──────── PROVIDED RECORDS

PR #245, opened 2024-12-13
Record resolving order in the sequencer and start modules based on that

### LINKED ISSUE #240: Record resolving order in the sequencer and start modules based on that
Currently, the order that sequencer modules are resolved can be different in which they are started, which can lead to problems on dependencies not being initialized properly.
We can fix this by recording the order that modules are resolved and starting them based on that.

ejMina226:
Presently, the sequencer uses `tsyringe` to resolve modules (and their dependencies) and then starts them. However, this can be problematic as although `tsyringe` may resolve dependencies, it doesn't actually start them. For example, a database may be created, but the connection strings, etc, won't be constructed until it's started, and this may cause an error if a module that relies on it is started first. The way to resolve this is ensure that we start modules based on the order they were resolved.

### DIFF
--- a/packages/sequencer/src/sequencer/executor/Sequencer.ts
+++ b/packages/sequencer/src/sequencer/executor/Sequencer.ts
@@ -66,6 +66,14 @@ export class Sequencer<Modules extends SequencerModulesRecord>
    * modules to start each
    */
   public async start() {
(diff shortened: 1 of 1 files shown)


rpanic (approved):
Lgtm

PR #249, opened 2024-12-19
feature/remove-zkProgrammable

ejMina226:
The latest version of o1js includes the ability to mock a zkProgram. This was the original motivation behind the zkProgrammable abstract class and so it can be removed. This PR includes the following:

1. Upgrade o1js to version 2.
2. Fix the types that have changed because of this.
3. Remove `zkProgrammable` and `WithZkProgrammable` and use `zkProgramFactory` and `WithZkProgram`


ejMina226:
Closing this PR as we need to upgrade to a later npm version and this requires changes to the codebase. There is already a branch with these changes in, so will rebase off that. See #256

Issue #199, opened 2024-09-11
Add protection against missing awaits in runtime code


rpanic:
A common pitfall that users encounter is to forget to add `await` to `state.set()` calls. This mostly leads to ambigous errors and takes up a lot of time to debug - especially when doing community support.
We can approach this problem from two angles:
1. Add better eslint coverage for missing awaits in the starter-kit
2. Build in a framework-based solution that enforces the linearity of any runtime or protocol code. This can be done pretty easily by doing a analyzing step of all user-built code where we keep track of a global context (and how much it has been entered) for all state calls and add a slight (internally awaited) delay to force the js evaluation loop to continue elsewhere to catch missing awaits

PR #253, opened 2025-01-10
Mitigate issues with missing awaits in state method calls

joaosreis:
This PR creates a queue-like mechanism for the state methods with a method that can be awaited until all the queued promises are resolved. This method is then called after a runtime method executes, which makes is so that these state operations are executed in the proper runtime moment (and in the order they are queued) even if the user misses to await them.
This helps mitigate the issue of missing awaits to state methods (#199), ensuring these are properly executed if they are runtime methods top level calls, but not if the runtime method calls some other method with state calls and this method is not awaited, because then the runtime method execution can finish before the other method had the chance to queue the operations. An example of such behavior would be:
```typescript
@runtimeMethod()
  public async addBalance(
    tokenId: TokenId,
    address: PublicKey,
    amount: Balance
  ): Promise<void> {
    const circulatingSupply = await this.circulatingSupply.get();
    const newCirculatingSupply = Balance.from(circulatingSupply.value).add(
      amount
    );
    assert(
      newCirculatingSupply.lessThanOrEqual(this.config.totalSupply),
      "Circulating supply would be higher than total supply"
    );
    this.circulatingSupply.set(newCirculatingSupply);
    this.mint(tokenId, address, amount); // missing await in a method that calls state methods
}
```
However, if we deconstruct the `mint` method into
```typescript
const key = new BalancesKey({ tokenId, address });
const balanceOption = await this.balances.get(key);
const balance = Balance.Unsafe.fromField(balanceOption.value.value);
const newBalance = balance.add(amount);
this.balances.set(key, newBalance);
```
this code will now work despite the missing `await`s in the state set calls.

I also tested adding a 50ms delay timeout to the queue `onCompleted` method in an attempt to help these other missing `await`s catchup, but ended up not adding it as I felt that it might not work if the complexity of the runtime methods increases as well because this doesn't ensure the linearity of these calls.


rpanic:
Not really the approach we were going for, closing in favor of a future implementation

PR #296, opened 2020-06-01
Addons hotfix and config changes

Tiagoquix:
**Changes:**

- Bug Report template issue on GitHub was updated (minor change).
- Addons have been updated to make they work correctly now.
- All addons were moved to `config/addons/mastercomfig-addonname-addon`, including all the `.cfg` files.
- All presets were moved to `config/mastercomfig/cfg/presets`.
- Minor comfig.cfg updates, forced some defaults, updated commentaries and fixed lod levels (medium preset now uses lod=low).
- Added the letter `f` to `ragdoll_sleepaftertime`, since the default value has it.

**Needed changes:**

The files:

`dev/docs/addons/package.sh`
`dev/docs/comfig/package.sh`
`dev/docs/presets/package.sh`
and probably `dev/docs/release.sh` need to be changed.

Since I moved the files, somethings will break. 
Also, the first addon run should be renamed to `addons_firstrun` and the second addon run should be renamed to `addons_secondrun` (`dev/docs/presets/package.sh`). I do not know how to mess with dev files, and I will not mess with them, since I can make something wrong in the process. I will let you do it @mastercoms, if possible.

Also, where is the `exec user/modules.cfg` in `dev/docs/presets/package.sh`?


.github/ISSUE_TEMPLATE/bug_report.md
```diff
@@ -17,7 +17,7 @@ Tell us the steps on how to recreate the bug.
 If applicable, add screenshots to help explain your problem.
 
 **Desktop (please complete the following information):**
```
micwoj92, line 19: Not really related to your changes, but maybe it should be renamed to just computer? Or like "Please fill in the following information"

Tiagoquix: Nah, "Desktop" is good.

mastercoms:
Changes that I wanted to include have been included in 8.102.1. Thank you for your contribution to mastercomfig.

PR #309, opened 2020-06-10
Add logo as module

micwoj92:
This has worked as standalone cfg file. I hope it doesnt break anything and if it would it would only print logo to console.

### DIFF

────────────────

Only lines with the string "methods" belong in the answer; copy each of them from the listing.

ANSWER BOX —
This PR creates a queue-like mechanism for the state methods with a method that can be awaited until all the queued promises are resolved. This method is then called after a runtime method executes, which makes is so that these state operations are executed in the proper runtime moment (and in the order they are queued) even if the user misses to await them.
This helps mitigate the issue of missing awaits to state methods (#199), ensuring these are properly executed if they are runtime methods top level calls, but not if the runtime method calls some other method with state calls and this method is not awaited, because then the runtime method execution can finish before the other method had the chance to queue the operations. An example of such behavior would be:
    this.mint(tokenId, address, amount); // missing await in a method that calls state methods
I also tested adding a 50ms delay timeout to the queue `onCompleted` method in an attempt to help these other missing `await`s catchup, but ended up not adding it as I felt that it might not work if the complexity of the runtime methods increases as well because this doesn't ensure the linearity of these calls.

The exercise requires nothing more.